Requirement:
Could you say how many lines in the records include "those"? Please give the number by itself.

^^^^^^^^^^^^^^^^

Issue #2458, opened 2017-01-19
Add configuration option for Hyperion serializer


Horusiath:
I think, we should add some ability to configure hyperion serializer, as settings can have serious impact on its speed and size of the payload. For example, current setting of `versionTolerance=true` seriously impacts the size of the payload (for small messages manifest may be actually few times bigger than the payload itself due to requirement of encoding field info data), while some users may decide to resign from version tolerance for better throughput.

Therefore my proposition is to add few additional HOCON settings:

```hocon
hyperion {
    # When true, it will enable Hyperion sessions to keep object references 
    # used within serialized payload, instead of serializing objects each time. 
    # This is also necessary to handle circular references.
    preserve-references = true

    # When true, Hyperion will encode not only type name but also fields metadata 
    # inside payload manifest, giving limited support for modifications of message 
    # definitions.
    version-tolerance = true

    # Type name of the class implementing ITypeProvider interface used to supply
    # Hyperion with a list of types known to all communicating parties up front,
    # before staring the actor system. That class must implement a default constructor.
    known-types-provider = "Akka.Serialization.Hyperion.NoTypesProvided, Akka.Serialization.Hyperion"
}
```

While `ITypeProvider` can be customized to inform Hyperion about known types, so we don't need to encapsulate that knowledge in serialized manifest, using only identifiers instead.

```csharp
interface ITypeProvider
{
    IEnumerable<Type> GetKnownTypes();
}
```

This way user could i.e. provide all types withing given assembly, or identified by some attribute or interface.

Aaronontheweb:
Added in #2461

PR #2461, opened 2017-01-19
Akka.Serialization.Hyperion package

Aaronontheweb:


Horusiath:
Good to go once tests will pass - #2458 features can go in one of the future releases.

Danthar:
merged, failing perf test was a known stream-perf-test that almost always fails ;P

PR #3235, opened 2017-12-30
Retry stage

vasily-kirichenko:


src/core/Akka.Streams/Dsl/Retry.cs
```diff
@@ -0,0 +1,370 @@
...
+        /// </summary>
+        /// <param name="flow">the flow to retry</param>
+        /// <param name="retryWith">if output was failure, we can optionaly recover from it,
+        /// and retry with a new pair of input and new state we get from this function.</param>
+        /// <typeparam name="TI">input elements type</typeparam>
+        /// <typeparam name="TS">state to create a new `(I,S)` to retry with</typeparam>
+        /// <typeparam name="TO">output elements type</typeparam>
+        /// <typeparam name="TM">materialized value type</typeparam>
+        [ApiMayChange]
+        public static IGraph<FlowShape<Tuple<TI, TS>, Tuple<Result<TO>, TS>>, TM> Create<TI, TS, TO, TM>(
```
Horusiath: I know that his signature is quite long, but maybe we should stick to convention for generic type parameters (TIn, TState, TOut, TMat)?

Aaronontheweb:
@marcpiechura looks like we have a conflict in the `Framing` DSL?

marcpiechura:
fixed conflicts

Aaronontheweb:
@marcpiechura have hard failures on all of the framing specs now. Definitely something wrong there.

src/core/Akka.Streams/Dsl/Framing.cs
```diff
@@ -328,15 +328,7 @@ public DelimiterFramingStage(ByteString separatorBytes, int maximumLineBytes, bo
...
                 _allowTruncation = allowTruncation;
-
-                Shape = new FlowShape<ByteString, ByteString>(_in, _out);
             }
-            
-            private readonly Inlet<ByteString> _in = new Inlet<ByteString>("DelimiterFraming.in");
-
-            private readonly Outlet<ByteString> _out = new Outlet<ByteString>("DelimiterFraming.in");
-
-            public override FlowShape<ByteString, ByteString> Shape { get; }
```
marcpiechura: Not sure why I added those properties since they're already provided by the base class...

PR #3237, opened 2017-12-31
Improve type safety for custom graph stages

### LINKED ISSUE #3231: Make writing custom stream stages more type safe
As pointed out in #3225 it's quite easy to skip the type checking by using one of the overloads which take an `Inlet` instead of an `Inlet<T>` , e.g.
```csharp
var outlet = new Outlet<int>("someOutlet");
Push(outlet, "hello world");
``` 

Proposal would be to restrict the public api to methods which only take  `Inlet<T>` or `Outlet<T>` and keep the ones without type argument internal, if we need them at all.

cc @Horusiath

marcpiechura:
In order to make the API consistent I've used `Inlet<T>` and `Outlet<T>` on all public methods, even if they doesn't really need it, e.g. `IsAvailable` . 
For those methods which are used internally and where no type argument could be provided, I've created a private version without type argument, e.g. `Pull`.

Since this is quite a breaking change we need to decide if we wait for the next major version or release it with the next minor since it would prevent some ugly runtime exceptions. 

closes #3231


src/core/Akka.Streams/KillSwitch.cs
```diff
@@ -179,25 +176,21 @@ public Logic(Task terminationSignal, UniqueBidiKillSwitchStage<TIn1, TOut1, TIn2
...
+            private Outlet<TIn> Out1 { get; } = new Outlet<TIn>("KillSwitchBidi.out1");
 
-            private Inlet<TIn2> In2 { get; } = new Inlet<TIn2>("KillSwitchBidi.in2");
+            private Inlet<TOut> In2 { get; } = new Inlet<TOut>("KillSwitchBidi.in2");
 
-            private Outlet<TOut2> Out2 { get; } = new Outlet<TOut2>("KillSwitchBidi.out2");
+            private Outlet<TOut> Out2 { get; } = new Outlet<TOut>("KillSwitchBidi.out2");
 
-            public override BidiShape<TIn1, TOut1, TIn2, TOut2> Shape { get; }
+            public override BidiShape<TIn, TIn, TOut, TOut> Shape { get; }
```
Horusiath: Are you sure, this is right? It looks like less generic version.

marcpiechura: Yup, the previous more generic version was actually a „bug“, only prevented from happening due to the fact that the public api already restricts it to two different types. 
I got a compilation error at the following line 
„Push(killSwitch.Out2, Grab(killSwitch.In2)),“
which makes it obvious that both, the inlets and outlets, have to be of the same type.

src/core/Akka.Streams/KillSwitch.cs
```diff
@@ -50,7 +50,7 @@ public static class KillSwitches
         /// <typeparam name="TOut1">TBD</typeparam>
         /// <returns>TBD</returns>
         public static IGraph<BidiShape<TIn1, TIn1, TOut1, TOut1>, UniqueKillSwitch> SingleBidi<TIn1, TOut1>
-            () => UniqueBidiKillSwitchStage<TIn1, TIn1, TOut1, TOut1>.Instance;
+            () => UniqueBidiKillSwitchStage<TIn1, TOut1>.Instance;
```
marcpiechura: This is the public api I’m referring to in the comment below

src/core/Akka.Streams/KillSwitch.cs
marcpiechura: The type names are a bit confusing, T1 instead of TIn and T2 instead of TOut would make more  sense, so I’ll update them when if fix the other issue with the performance test project.

Aaronontheweb:
@marcpiechura looks like we have some merge conflicts with the API approval

marcpiechura:
fixed the conflicts

Aaronontheweb:
@marcpiechura 

```
NBench.NBenchException: Error occurred during $Akka.Streams.Tests.Performance.InterpreterBenchmark+Graph_interpreter_100k_elements_with_1_identity RUN. ---> System.Reflection.TargetException: Non-static field requires a target.
   at System.Reflection.RtFieldInfo.CheckConsistency(Object target)
   at System.Reflection.RtFieldInfo.InternalSetValue(Object obj, Object value, BindingFlags invokeAttr, Binder binder, CultureInfo culture, StackCrawlMark& stackMark)
   at System.Reflection.RtFieldInfo.SetValue(Object obj, Object value, BindingFlags invokeAttr, Binder binder, CultureInfo culture)
   at Akka.Streams.Tests.Performance.InterpreterBenchmark.GraphDataSource`1..ctor(String toString, T[] data)
   at Akka.Streams.Tests.Performance.InterpreterBenchmark.<>c__DisplayClass4_0.<Execute>b__0(TestSetup setup, Func`1 lastEvents)
   at NBench.Sdk.Benchmark.WarmUp()
```

Aaronontheweb:
Error was from `Performance.InterpreterBenchmark+Graph_interpreter_100k_elements_with_1_identity`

^^^^^^^^^^^^^^^^

Answer area:
2